In 2009, the club erected a large advertising hoarding to the south of the southernmost stand, facing the M6 motorway.

==Ownership==
It was reported in the Express and Star newspaper on 6 June 2008, that Walsall were attempting to sell the stadium to Walsall Council, and renting it back to secure the club's financial future. The council, however, stated they did not have the funds to purchase the ground.

During Spring 2011, the owner of Bescot Stadium, Jeff Bonser, announced via his proxy, Suffolk Life, that the stadium was for sale on the open market. Steve Jenkins, record producer and lifelong Walsall supporter, tried to drum up support for the council to buy the land.

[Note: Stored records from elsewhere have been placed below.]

Issue #1568, opened 2020-12-31
Add JMX beans for IOApp thread pool metrics


Daenyth:
Spinning this off from #1238 

I think metric collection is an important feature (it is for me, at the very least), so we should enable users to either enrich on their own beans, or build in ones that could be useful.

For example, this is what I'm using right now, building on a standard thread pool:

On 11 July 2011, the council voted 28–24 against purchasing the Bescot Stadium.

In December 2022, it was announced that the freehold was purchased from Suffolk Life to the Trivela group. This provided the club with the ground under its ownership for the first time since its construction. The agreement is under a mortgage style arrangement which ultimately provides the club with the ground fully once paid off.

==Future==
Plans to develop the southernmost stand, usually reserved for away supporters, were announced by the club in 2005. The proposed development would mean using the blueprint of the northernmost stand (currently the Homeserve Stand), which stands opposite it. Funding for the redevelopment was to come, in part, from a large advertising board on the back of the stand facing the M6 motorway. The board would be the largest illuminated sign adjacent to a motorway in Europe. However, due to the club's failure to regain Championship status and the subsequent decline in attendances, the redevelopment plans were put on hold.